With home values more than doubling over the past five years in some states and the median price of existing homes nationwide having just topped $200,000 for the first time, realtors in hot markets say more of their clients have sold their homes to lock in gains or are thinking about it.
Although it's impossible to quantify such activity, and the National Association of Realtors estimates the numbers are small, anecdotal evidence suggests home-rich folks are cashing out. Unlike a typical situation where sellers take profits and plow them into bigger houses, in some cases people worried about an upcoming price drop are getting out of real estate altogether.
A client of Coldwell Bank agent Terrence Cook, worried that prices are nearing a top and about to decline, recently put his Sarasota, Fla., condo up for sale. Roberta Murphy, a sales associate at Windermere Exclusive Properties in La Costa, Calif., says a client sold his house after a job transfer and will "stay cool for a while" before deciding whether to reinvest the $255,000 profit in another house. Others are sticking the cash in the bank and renting instead. Some are downsizing or moving to states where houses cost less.
Dean Baker, co-director of the Center for Economic and Policy Research, estimates $5.2 trillion in "bubble wealth" has been created since the real estate boom began in 1996. Still, the decision to sell one's home - and uproot the family and give up the mortgage tax deduction - should not be taken lightly.

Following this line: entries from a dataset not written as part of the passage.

PR #2483, opened 2024-06-27
Python API for `SdpaFwdOp`

Priya2698:
Python API for `SdpaFwdOp`.

Currently, the tests are located in `test_python_frontend.py` only since`pytest_ops.py` expects same arguments and outputs between ATen reference and nvFuser. Will experiment adding that in a future PR.

Issue #2278


csrc/preseg_passes/pre_segmenter.cpp
```diff
@@ -35,10 +35,10 @@ namespace nvfuser::preseg_passes {
   // removes consecutive cast operations
   OptimizationPass<ConsecutiveCastPass>::runPass(fusion);
   OptimizationPass<AddAxiomsPass>::runPass(fusion);
-  OptimizationPass<MoveSplitCatPass>::runPass(fusion);
+  // OptimizationPass<MoveSplitCatPass>::runPass(fusion);
```
Priya2698, line 38: TODO: Restore before merge.

csrc/preseg_passes/pre_segmenter.cpp
```diff
@@ -35,10 +35,10 @@ namespace nvfuser::preseg_passes {
...
   OptimizationPass<MarkAliasesPreparePass>::runPass(fusion);
   OptimizationPass<ExactMappedExtentSubstitutionPass>::runPass(fusion);
-  OptimizationPass<AllocationDomainPass>::runPass(fusion);
+  // OptimizationPass<AllocationDomainPass>::runPass(fusion);
```
Priya2698, line 41: TODO: Restore before merge.

tests/python/test_python_frontend.py
```diff
@@ -4342,7 +4342,75 @@ def fusion_func(fd: FusionDefinition):
...
+            output = fd.from_pytorch(inputs[4])
+            log_sumexp = fd.from_pytorch(inputs[5])
+            query_seq_len = fd.from_pytorch(inputs[6])
+            key_seq_len = fd.from_pytorch(inputs[7])
+            philox_seed = fd.from_pytorch(inputs[8])
+            philox_offset = fd.from_pytorch(inputs[9])
+            dropout_p = fd.define_scalar(0.0)
+            is_causal = fd.define_scalar(False, dtype=DataType.Bool)
+
+            grad_query, grad_key, grad_value= fd.ops.sdpfa_bwd(grad_output, q, k, v, output, log_sumexp, query_seq_len, key_seq_len, dropout_p, is_causal, philox_seed, philox_offset)
```
Priya2698, line 4406: @rdspring1: Here, using `fd.ops.sdpfa_bwd` does not allow `dropout_p, is_causal` to be None.

Note, that in `SdpaBwdOpRecord`, I skip printing `None` arguments. If I allow these arguments to be printed I run into the following error:
```
FAILED tests/python/test_python_frontend.py::TestNvFuserFrontend::test_sdpa_bwd - NameError: name 'None0' is not defined
```

Priya2698:
!build

tests/python/test_python_frontend.py
```diff
@@ -4458,6 +4457,53 @@ def fusion_func(fd: FusionDefinition):
...
+                    torch.randn((N, H, L, E), dtype=torch.bfloat16, device="cuda:0"),
+                    torch.randn((N, H, S, E), dtype=torch.bfloat16, device="cuda:0"),
+                    torch.randn((N, H, S, E), dtype=torch.bfloat16, device="cuda:0"),
+                ]
+                # Reset the FusionCache or the fusion would not recompile for all subtests, failing checks in exec_nvfuser.
+                # TODO: Try to move this to pytest_ops.py. Currently, it does not work since the API between nvFuser and torch differs.
+                FusionCache.reset()
+                nvf_out, _ = self.exec_nvfuser(fusion_func, [*qkv, is_causal, scale])
+                ref_out = F.scaled_dot_product_attention(
+                    *qkv, is_causal=is_causal, scale=scale
```
jjsjann123, line 4503: nitpick here: dropout default to None here. Is it because we don't reset seed so we cannot test with a real dropout value?

Just curious, we don't have to fix it in this PR. But maybe a follow up issue would be nice.

tests/python/test_python_frontend.py
```diff
@@ -4458,6 +4457,53 @@ def fusion_func(fd: FusionDefinition):
...
+            is_causal = fd.define_scalar(None, dtype=DataType.Bool)
+            scale = fd.define_scalar(None, dtype=DataType.Double)
+            attn, *intermediate_results = fd.ops.sdpfa_fwd(
+                q, k, v, is_causal=is_causal, scale=scale
+            )
+            fd.add_output(attn)
+
+        N, H, L, S, E = 4, 8, 16, 16, 8
+        is_causal_vals = [False, True]
+        scale_vals = [1 / E**0.5, 1e-3]
```
jjsjann123, line 4489: nitpick, can we also test default value for scale/is_causal?

csrc/python_frontend/python_bindings.cpp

"How do you know where the top or bottom is?" says Murphy. One of her clients, figuring prices had peaked, sold their home 18 months ago in the high $500,000s. "The same homes are now in the high $700,000s," she says.
There are circumstances where selling in a hot market makes financial sense, Murphy says. Folks with second homes or rental properties might consider reducing their exposure to real estate and reinvest the proceeds elsewhere. Older people with big houses who want to scale down also have an incentive to sell, as do folks in or nearing retirement looking to hatch an instant nest egg. Recent profit-takers include:
• Penny Dorneman, 47, and her husband, who sold their three-bedroom ranch in Milford, Conn., banked the $128,000 profit and now rent a two-bedroom, $2,885-a-month apartment in Boston. "We have a lovely nest egg," she says. "Like us, people are saying, let's sell now and buy again after the bubble bursts."
• Art Munson, 64, of Toluca Lake, Calif., who recalls not being able to sell his home during a tough patch for real estate in the early '90s. He sold his home recently for seven times what he paid for it in 1979. He now rents a two-bedroom apartment for $2,500 a month. "I felt like it was time to go."
"We have been in a long housing bull market and taking some chips off the table is perfectly fine," says Kurt Brouwer, of financial advisory firm Brouwer & Janachowski.